(Records from a collection)
=== Section Start ===

PR #12, opened 2020-03-19
PyMongo Integration

prashantmital:


prashantmital:
Passing build: https://evergreen.mongodb.com/version/5e74051a2a60ed78fb798a0f

astrolabe/spec_runner.py
```diff
@@ -213,33 +210,40 @@ def run(self, persist_cluster=False):
         # Step-5: interrupt driver workload and capture streams
         LOGGER.info("Stopping workload executor [PID: {}]".format(
             worker_subprocess.pid))
-        os.kill(worker_subprocess.pid, self.sigint)
-        stdout, stderr = worker_subprocess.communicate()
-        LOGGER.info("Stopped workload executor")
+        os.killpg(worker_subprocess.pid, self.sigint)
```
p-mongo: I know this was not added in this PR, but I believe the standard signal for termination is sigterm, not sigint. The two are often handled similarly but technically they are different signals and especially daemons are not always expecting sigint (since they are not interactive).

prashantmital: Agreed. The reason SIGINT was chosen here instead of SIGTERM is to allow us to be able to differentiate between the termination of the workload executor by the test framework and the termination of the workload executor due to other reasons. SIGINT is always expected to be issued by the user whereas SIGTERM is not. 

Also, I don't believe it is possible to catch SIGTERM and do any special handling for it (which we need to do in order to quit cleanly when the framework requests the workload to stop running and no errors have been encountered). To quote the UNIX wiki: 
> The SIGKILL signal is sent to a process to cause it to terminate immediately (kill). In contrast to SIGTERM and SIGINT, this signal cannot be caught or ignored, and the receiving process cannot perform any clean-up upon receiving this signal.

.evergreen/config.yml
```diff
@@ -0,0 +1,176 @@
...
+          sh .evergreen/install-astrolabe.sh
+
+  "install driver":
+    # Clone driver source code.
+    - command: shell.exec
+      params:
+        script: |
+          ${PREPARE_SHELL_COMMON}
+          git clone --recursive --branch "${DRIVER_REVISION}" "${DRIVER_REPOSITORY}" driver-src
+    # Make the driver's *.sh files executable.
```
mbroadst: this seems like something we shouldn't have to fix in this repository. Can't you make these files executable and commit that to git?

.evergreen/config.yml
```diff
@@ -0,0 +1,176 @@
...
+          for i in $(find .evergreen/atlas-testing -name \*.sh); do
+            chmod +x $i
+          done
+    # Setup driver-specific environment expansions.
+    - command: subprocess.exec
+      params:
+        working_dir: driver-src
+        binary: .evergreen/atlas-testing/write-driver-expansion.sh
+        add_expansions_to_env: true
+    - command: shell.exec
```
mbroadst: I think we can probably get rid of this step too, it looks like debug info?

.evergreen/config.yml
```diff
@@ -0,0 +1,176 @@
...
+        script: |
+          ${PREPARE_SHELL_COMMON}
+          for i in $(find .evergreen/atlas-testing -name \*.sh); do
+            chmod +x $i
+          done
+    # Setup driver-specific environment expansions.
+    - command: subprocess.exec
+      params:
+        working_dir: driver-src
+        binary: .evergreen/atlas-testing/write-driver-expansion.sh
```
mbroadst: Is this necessary? I'm trying to think with my "how do we get this done for 12 drivers" hat here, could we fold both of these scripts into something like `install-dependencies.sh` which _always_ writes a `driver-expansions.yaml` file, even if its empty

astrolabe/spec_runner.py
```diff
@@ -213,33 +210,40 @@ def run(self, persist_cluster=False):
...
 
         # Step-6: compute xunit entry.
         junit_test = junitparser.TestCase(self.id)
         junit_test.time = timer.elapsed
-        if worker_subprocess.returncode != 0:
+
+        try:
+            err_info = json.loads(stderr)
+        except json.JSONDecodeError:
+            err_info = {'numErrors': '-1', 'numFailures': '-1'}
```
ShaneHarvey: Can we change these to be numbers (`'-1'` to `-1`) so that we don't need to call `int` later?

astrolabe/spec_runner.py
```diff
@@ -213,33 +210,40 @@ def run(self, persist_cluster=False):
...
             Number of errors: {numErrors}
-            Number of failures: {numFailures}    
-            """
-            try:
-                err_info = json.loads(stderr)
-                junit_test.result = junitparser.Failure(
-                    errmsg.format(**err_info))
-            except json.JSONDecodeError:
-                junit_test.result = junitparser.Error(encode_cdata(stderr))
+            Number of failures: {numFailures}
```
ShaneHarvey: This error message uses multi-line string so it includes all the whitespace. Do we want it to be indented this much?

astrolabe/spec_runner.py
```diff
@@ -52,49 +52,45 @@ def __init__(self, *, client, test_name, cluster_name, specification,
...
+            prefix, suffix = cluster.srvAddress.split("//")
+            uri_options = self.spec.maintenancePlan.uriOptions.copy()
+
+            # Boolean options must be converted to lowercase strings.
+            for key, value in uri_options.items():
+                if isinstance(value, bool):
+                    uri_options[key] = str(value).lower()
+
+            connection_string = (prefix + "//" + self.config.database_username
+                                 + ":" + self.config.database_password + "@"
```
ShaneHarvey: Don't we need to url encode the username and password here?

.evergreen/config.yml
```diff
@@ -0,0 +1,176 @@
...
+    - command: expansions.update
+      params:
+        file: driver-src/driver-expansion.yml
+    # Run driver-supplied script to install the driver.
+    - command: shell.exec
+      params:
+        working_dir: driver-src
+        script: |
+          ${PREPARE_SHELL_COMMON}
+          ${PREPARE_SHELL_DRIVER}
```
ShaneHarvey: Where is `PREPARE_SHELL_DRIVER` defined?

.evergreen/config.yml
```diff
@@ -0,0 +1,176 @@
...
+  # The 'driver' axis specifies the driver to be tested (including driver version).
+  # Drivers MUST specify the DRIVER_REPOSITORY and DRIVER_REVISION variables.
+  - id: driver
+    display_name: driver
+    values:
+      - id: pymongo-master
+        display_name: "PyMongo (master)"
+        variables:
+          DRIVER_REPOSITORY: "https://github.com/prashantmital/mongo-python-driver.git"
+          DRIVER_REVISION: "PYTHON-1743/test-atlas-planned-maintenance"
```
ShaneHarvey: I thought the plan was to add the driver specific test scripts to this repo. Why did we decide to add the scripts to the driver repo instead? This makes it more difficult to follow the flow because it jumps back and forth between multiple files in two repos, eg PYTHON_BINARY is defined in 'runtime' axis and used in `mongo-python-driver/.evergreen/atlas-testing/install-driver.sh`.

.evergreen/config.yml
```diff
@@ -0,0 +1,176 @@
...
+        display_name: CPython-3.8
+        variables:
+          PYTHON_BINARY: "/opt/python/3.8/bin/python3"
+
+buildvariants:
+- matrix_name: "tests-python"
+  matrix_spec:
+    driver: ["pymongo-master"]
+    platform: ["ubuntu-16.04"]
+    runtime: ["python36", "python37", "python38"]
```
ShaneHarvey: We should add 2.7 too. If there is some complexity adding 2.7 we should open a follow up ticket for it.

.evergreen/config.yml
prashantmital: Yes, we can require that to be done by drivers. I will add a note to the docs/integration guide.

.evergreen/config.yml
prashantmital: We _could_ get rid of it but it is usually quite helpful during debugging to not have to edit the config and re-run the patch just to figure out what some expansions evaluated to.

.evergreen/config.yml
prashantmital: This is defined in driver-expansion.yml which is written when the driver-supplied write-driver-expansions.sh script is executed.

.evergreen/config.yml
prashantmital: Good idea - the install-driver and write-driver-expansions scripts should be able to be combined without any issues. I will double-check before committing to the change though.

.evergreen/config.yml
prashantmital: Yes it definitely makes it harder to follow the flow, but this was done to minimize code churn in the driver-atlas-testing repo when more drivers start integrating this testing into their CI workflows. I think there were other, good, reasons we made this change too (originally the driver-specific scripts lived in driver-specific folders in this repository) but I cannot recall at the moment. @mbroadst do you recall?

.evergreen/config.yml
prashantmital: Will do. I don't think there is any complexity associated with adding that but it wasn't added here because the framework itself is Py3-only and I got into the bad habit of installing PyMongo into the same env as astrolabe during testing.

astrolabe/spec_runner.py
prashantmital: I think you are right. I didn't pay any special attention to it since we will mostly just end up using the default userpass. I will change this in the next commit.

astrolabe/spec_runner.py
prashantmital: What about the case when we parse output returned by the workload executor? I was under the impression that the numbers in the JSON returned by that script would also end up getting parsed as string so I needed to perform this type-conversion regardless.

astrolabe/spec_runner.py
prashantmital: Good point, I will remove the whitespace.

.evergreen/config.yml
mbroadst: @ShaneHarvey I was worried that we would have a situation like we do with libmongocrypt here, where 12 different drivers were committing with different styles to a common repository. Rather, this project has inverted that design to expect certain "hooks" to be present in a given driver's repository. The hope was also that drivers would be able to reuse a lot of scripts they already have (e.g. node has an `install-dependencies.sh` script that already downloads a version of node and installs it globally), so the hook could just call that. 

At the end of the day I think the most complicated part is the case you bring up, but I'm not sure solving for that particular issue provides the most gain in terms of ease of implementation for all drivers. My expectation is that the variables you use in the axes here are things you already depend upon in your existing evergreen config.

ShaneHarvey: > where 12 different drivers were committing with different styles to a common repository. 

Hm, I see that as a non-issue especially because the driver tests are going to be released/published anywhere.

Another benefit of having it all live in this repo is that it becomes trivial to test different branches/versions of the driver in question (ie we could test pymongo 3.10, 3.11, master, etc...). With the current approach we would need to commit and maintain the test scripts in all branches we want to test.

.evergreen/config.yml
ShaneHarvey: Yeah, doesn't astrolabe itself use pymongo? So the versions could clash?

astrolabe/spec_runner.py
ShaneHarvey: `json.loads` does the number parsing:
```
>>> import json
>>> json.loads('{"num": -1}')
{'num': -1}
```

.evergreen/config.yml
prashantmital: In the way the evergreen job is setup, this is a non-issue as I am using different virtualenvs for astrolabe and pymongo. When testing locally, that could certainly happen but it wasn't a major concern in the prototyping phase.

.evergreen/config.yml
prashantmital: I am in the process of changing this so that driver-specific scripts live in this repo again. I agree with your rationale @ShaneHarvey - this is a much better pattern.

ShaneHarvey: Cool! Just one final note. Matt mentioned that he might prefer these tests to live in the node driver rather than this project for a couple reasons I won't list. But can't we have it both ways? PyMongo's tests can live in this repo and Node live in another repo.

mbroadst: @ShaneHarvey we're just going to move everything over to this repo, I'd prefer to have a single solution for all drivers at this point rather than get fancy.

.evergreen/config.yml
prashantmital: Actually, on a closer look, it will not be possible to combine these two files into a single file. The reason being that the install-driver.sh step might _require_ some of the expansions created by the write-driver-expansion.yml step. Unfortunately, this means that we must call the expansions.update evergreen command against the YML file written by the script **before** invoking install-driver.sh.

prashantmital: Scratch that, I managed to rework things so that the driver can be installed using a single script.

.evergreen/pymongo/workload-executor.py
```diff
@@ -0,0 +1,95 @@
+import copy
```
mbroadst, line 1: slight preference for `.evergreen/<language>` rather than custom naming (similar to [libmongocrypt](https://github.com/mongodb/libmongocrypt/tree/master/bindings)). We could even do `.evergreen/<language>/<named project>` for cases where you have multiple flavors (e.g. `motor`, `pymongo`)

.evergreen/config.yml
ShaneHarvey: I think you forgot to add Python 2.7 here.

.evergreen/pymongo/workload-executor.py
```diff
@@ -0,0 +1,95 @@
...
+    result = cmd(**dict(arguments))
+
+    if expected_result is not None:
+        if isinstance(result, Cursor) or isinstance(result, CommandCursor):
+            result = list(result)
+        assert result == expected_result
+
+
+def workload_runner(srv_address, workload_spec):
+    # Do not modify connection string and do not add option of your own.
```
ShaneHarvey, line 49: Nit/typo: "option of your own." -> "any extra options".

mbroadst:
@prashantmital what's holding this up at this point?

.evergreen/pymongo/workload-executor.py
prashantmital: Done!

.evergreen/config.yml
prashantmital: Done.

PR #17, opened 2020-04-06
Add Integration Guide

### LINKED ISSUE #15: Add integration guide
At a minimum, documentation that delineates how a new driver may use astrolabe to implement atlas planned maintenance testing needs to added.

prashantmital:
Closes #15


prashantmital:
I can set things up so that the docs will be automatically built whenever `master` is updated and then hosted on GitHub pages. I already did this in my fork to show you what it would look like: https://prashantmital.github.io/drivers-atlas-testing/

Let me know if I should go ahead and do the same here.

docs/source/integration-guide.rst
```diff
@@ -0,0 +1,189 @@
...
+----------------------------------------------
+Step 2: Implementing a Driver Installer Script
+----------------------------------------------
+
+Drivers must implement this standalone script to perform all setup/installation-related tasks for their driver.
+The installer script MUST be saved in the ``DRIVER_DIRNAME`` directory under the name ``install-driver.sh``.
+The executable permission bit MUST be set for the install script file before it is committed to git.
+
+This script can be used to perform any number of arbitrary tasks related to setting up the environment for
+the workload executor to be executed within. It MUST NOT however, clone the driver source repository.
```
mbroadst, line 103: Please explain why this "MUST NOT" is included.

docs/source/integration-guide.rst
```diff
@@ -0,0 +1,189 @@
...
+
+.. note::
+
+   All Evergreen expansions for a given build variant are available to the installer script
```
mbroadst, line 107: didn't we decide that this file itself could output expansion updates? I don't think I see that discussed here.

docs/source/integration-guide.rst
```diff
@@ -0,0 +1,189 @@
...
+   at runtime as environment variables. Scripts can make use of any of these environment variables but must
+   ensure that they are written in a way that prevents accidentally leaking Atlas API credentials and
+   MongoDB user credentials.
+
+
+.. note::
+
+   Even if a driver does not require an installer script, it MUST create an empty/no-op script of the required
```
mbroadst, line 115: I think we can probably work around this in the evergreen configuration? Just test for the existence of the file and only run it if it is present?

docs/source/index.rst
```diff
@@ -0,0 +1,23 @@
+Welcome to astrolabe's documentation!
```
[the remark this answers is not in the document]
prashantmital: No, we don't have to publish elsewhere but I used RST because we use it for our specifications. At this point its more effort to switch it back so I'd be reluctant to do so unless there's some major problem with RST.

docs/source/integration-guide.rst
```diff
@@ -0,0 +1,189 @@
...
+#. Implement a Driver Installation script for their driver project.
+#. Update the Evergreen configuration of the ``drivers-atlas-testing`` project.
+
+
+We will walk through each of these steps in detail in the following sections.
+
+Setting up
+----------
+
+#. Start by cloning the ``drivers-atlas-testing`` repository and creating a new branch.
```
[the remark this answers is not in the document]
prashantmital: Actually, I forgot a step here (to fork the repo first, then clone, then branch). In that light, the code-samples wont exactly be copy-pastable since we have no way to pre-empt the GH usernames of folks who will be using this, but I have added samples with placeholders nonetheless.

docs/source/integration-guide.rst
```diff
@@ -0,0 +1,189 @@
...
+* MUST log all output from the driver during the test run, including any tracebacks, and informational messages to STDOUT.
+* MUST NOT override any of the URI options specified in the incoming connectionString.
+* MUST NOT augment the incoming connectionString with any additional URI options.
+
+Finally, the workload executor MUST be saved in the ``DRIVER_DIRNAME`` directory under the name ``workload-executor.sh``.
+The executable permission bit MUST be set for the workload executor file before it is committed to git.
+
+.. note::
+
+   All Evergreen expansions for a given build variant are available to the workload executor script
```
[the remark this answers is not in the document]
prashantmital: I have added a link to Evergreen's documentation about expansions and added some more information in a note in the 'Evergreen configuration' section. It doesn't make much sense to document what expansions/variables are available as none of the driver-implemented components are supposed to rely on any of them. This statement is included here primarily to indicate that any variables that the driver engineer has defined in their EVG build matrix would be available to these scripts as environment variables.

docs/source/integration-guide.rst
```diff
@@ -0,0 +1,189 @@
...
+   It is recommended that drivers use the name of their language to name their folder.
+   Languages that have multiple drivers should use subdirectories named after the driver (e.g. for Python,
+   we should create ``.evergreen/python/pymongo`` and ``.evergreen/python/motor``). The path to the newly created
+   folder(s) will henceforth be referred to in this guide as ``DRIVER_DIRNAME``.
+
+----------------------------------------
+Step 1: Implementing a Workload Executor
+----------------------------------------
+
+Drivers must implement this standalone script in accordance with the specification, see :ref:`workload-executor-specification`.
```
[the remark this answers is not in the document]
prashantmital: The referenced section describes the public API of the workload executor and also provides a pseudocode example (its basically the workload executor section of the specification)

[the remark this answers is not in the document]
prashantmital: The implementation guide doesn't inform the user of the API required for the workload executor since that would duplicate information and necessitate its maintenance in two places.

docs/source/integration-guide.rst
prashantmital: We no longer need to write a file to do expansion updates. We use `subprocess.exec`(https://github.com/evergreen-ci/evergreen/wiki/Project-Commands#subprocessexec) with the `add_expansions_to_env` option so we don't need to mess around with the clunky expansions.yml files.

docs/source/integration-guide.rst
prashantmital: Good point. Done.

docs/source/index.rst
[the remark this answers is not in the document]
mbroadst: Well my problem with RST is that we now need to publish this somewhere, right? Or is your intention that people just read this in the repo? My thought with converting to Markdown for the README.md is that it's implicitly published on the main page of the repo

docs/source/integration-guide.rst
mbroadst: so you're saying that any environment variable I set in my `install-driver.sh` script is automatically added to expansions that I can use in the next phase? If that's not the case, how does someone implementing this expose environment variables to use in the next phase if needed?

docs/source/integration-guide.rst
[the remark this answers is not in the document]
mbroadst: Ok, thanks!

docs/source/integration-guide.rst
prashantmital: Actually, you need to set the environment variables when setting up your driver and/or runtime in the evergreen configuration. I will make a note of it here so that it is clear. E.g. `PYTHON_BINARY` and `PYMONGO_VIRTUALENV_NAME` are variables that are need by pymongo's installer and workload executor scripts and you can see where we define them in `.evergreen/config.yml`.

mbroadst: Could it be the case that some driver needs to dynamically set a variable? What if part of `install-driver.sh` for the Rust driver uses `rustup` to install a custom version of Rust, and then needs to refer to that location in the `workload-executor.sh` script?

prashantmital: Yes, I suppose this could be needed. That being said, usually the tool like `rustup` will provide a CLI-based method to retrieve the path of what was installed, OR it would let you invoke your executable with what was downloaded. In the case of `rustup` for instance, if you want to run the test with rust nightly, you can do `rustup run nightly rustc foo.rs`.

To put it another way, I am not entirely convinced that we should add the scaffolding for expansion files unless absolutely necessary and at this point, I am not sure that we know it is necessary.

docs/source/index.rst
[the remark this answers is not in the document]
prashantmital: Yes, I will publish it using GH pages.

PR #50, opened 2020-04-24
Use 'Project' instead of 'Group' everywhere

### LINKED ISSUE #25: Refer to Atlas Projects as projects everywhere
Currently, we use a mix of 'group' and 'project' to refer to the same thing. "Project" is more user-friendly and self-explanatory and we should switch to using that entirely.

prashantmital:
Closes #25


prashantmital:
Passing patch build: https://evergreen.mongodb.com/version/5ea283430305b9243b48a72f

PR #51, opened 2020-04-24
Report workload statistics using a file instead of using stderr

### LINKED ISSUE #19: Workload executors should report JSON output using a file
Currently, we require workload executors to report statistics of the run back to the test orchestrator using JSON output that is sent to STDERR. This method of doing things breaks down however in the event that the workload produces any output that is sent to STDERR during the test run. Some languages don't provide any mechanism to redirect such output to STDOUT.

To accommodate all languages, we can instead require this JSON output to be written as ASCII text by the workload executor to a file with a fixed, pre-determined name in the current working directory where the workload executor is invoked. The orchestrator can parse this file for the desired information once the workload executor has been terminated. If the file is not found, the orchestrator can assume that something went wrong and therefore mark the run as a failure.

prashantmital:
Closes #19

### DIFF
--- a/.evergreen/python/pymongo/workload-executor.py
+++ b/.evergreen/python/pymongo/workload-executor.py
@@ -70,21 +70,21 @@ def run_operation(objects, prepared_operation):
         assert result == expected_result
 
 
-def connect(connection_string):
+def connect(mongodb_uri):
     if WIN32:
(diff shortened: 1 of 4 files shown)


prashantmital:
Passing patch build: https://evergreen.mongodb.com/version/5ea28f180305b9243b48bd03

PR #57, opened 2020-04-30
Ensure workload executor sentinel file results.json is cleaned up

prashantmital:


astrolabe/utils.py
```diff
@@ -175,7 +182,7 @@ def terminate(self):
         outs, errs = self.workload_subprocess.communicate(timeout=10)
 
         try:
-            with open('results.json', 'r') as fp:
+            with open(self.sentinel, 'r') as fp:
                 stats = json.load(fp)
         except (FileNotFoundError, json.JSONDecodeError):
             stats = {'numErrors': -1, 'numFailures': -1}
```
mbroadst, line 188: I would imagine we want to warn very loudly if a workload executor fails to produce a `results.json`

Issue #48, opened 2020-04-24
Workaround Atlas limitation on maximum number of Clusters under a Project


prashantmital:
Atlas limits each Project to 25 clusters. This means we are limited to 25 concurrent builds at any time in the drivers-atlas-testing evergreen project. In the absence of this restriction, we often end up with too many simultaneously executing jobs that end up failing with the `CLUSTER_NOT_FOUND` error code (see #47 for details). 

We need to figure out a workaround for this limitation. CC: @mbroadst

prashantmital:
One option could be to let each driver use their own Atlas Project to run their tests under but that would still restrict us to 25 concurrent builds per language. Enforcing this limit on a per-language basis might be tougher than enforcing it across all languages.

prashantmital:
Using Evergreen's `task_group` function () with the `max_hosts` option set appropriately might be another possible solution to this problem. 

UPDATE: this might not actually be a solution since each build variant gets its own copy of the `task_group` which, in turn, distributes tasks across a maximum of `max_hosts` hosts. That means that if we have `m` buildvariants and `max_hosts=k`, we could potentially have `m*k` tasks running concurrently at any given time. Thus we'd need to ensure `m*k <= 25` which isn't an easy condition to meet given that the number of build variants (`m`) driver languages would add to this project is potentially unbounded.

prashantmital:
Further confirmation that we are running into this limitation (and that the failures are not caused by problems in the Python driver and/or bugs in `astrolabe`): [all the tests are green](https://evergreen.mongodb.com/version/drivers_atlas_testing_563e7ce4e286e1555a69dfb315d1edb720812fbd) if we restart the failing tests after a run has completed. This is because we have around 40 tests. Around 15 failed during the initial run (maximum of 25 clusters can be created at a time). These 15 when restarted only request 15 clusters on an Atlas project that has no other running clusters and are therefore able to go through to completion. 

Patch build: https://evergreen.mongodb.com/waterfall/drivers-atlas-testing

prashantmital:
Note that #65 didn't completely resolve this issue. While it smooths over things for time being, once more entries in the build matrix start using other distros than the custom one added in #65, we will start hitting this issue again. I have opened a [feature request](https://jira.mongodb.org/browse/EVG-7951) to see if the Evergreen team can come up with a more permanent fix.

PR #58, opened 2020-04-30
Reduce number of test cases for PyMongo

prashantmital:
There doesn't seem to be an imminent need for all these test cases for Python. Testing CPython 2.7 and 3.8 is sufficient on Linux as is testing 3.7 on Windows. Also, we can defer adding testing for released versions (in this case 3.10.x) to a later time when the need presents itself - testing master is sufficient for the time being.


prashantmital:
Note that this helps bring the number of cases under 25 which should allow Evergreen to be green for the time being (see #48).

prashantmital:
Passing patch: https://evergreen.mongodb.com/version/5eaa18e832f417570a997fb3

Issue #56, opened 2020-04-27
Investigate why Atlas Group retrieval fails for some groups


prashantmital:

prashantmital:
This is an Atlas API issue. See https://jira.mongodb.org/browse/HELP-15367 for details.

prashantmital:
Closing as this will not be solved by ``astrolabe`` and will need to be addressed upstream.

PR #60, opened 2020-05-01
Make astrolabe resilient to CLOUDP-61574

prashantmital:
Related to #56 

Enables astrolabe to parse NOT_ATLAS_GROUP error response for the ID of the Atlas Project being requested. The main idea here is that we need the project ID in order to perform an operation on the project (e.g. populating its IP whitelist) in order for Atlas to successfully populate the project metadata so that we may use the project as normal.

Just opening this for visibility at the moment, since this 'workaround' isn't actually sufficient to resolve the issues we face when using the Atlas API. Follow https://jira.mongodb.org/browse/HELP-15367 for details.

### DIFF
--- a/astrolabe/cli.py
+++ b/astrolabe/cli.py
@@ -201,7 +201,10 @@ def list_projects(ctx):
 @click.pass_context
 def get_one_project_by_name(ctx, project_name):
     """Get one Atlas Project."""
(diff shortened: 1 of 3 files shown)


prashantmital:
This was a specific issue related to one of the account we use to orchestrate the clusters used for the drivers-atlas-testing tests. It has since been resolved by Atlas.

=== Section End ===

Tally the lines in the records that hold the word "updates". Give only the total.

**SOLVED PROBLEM:** 2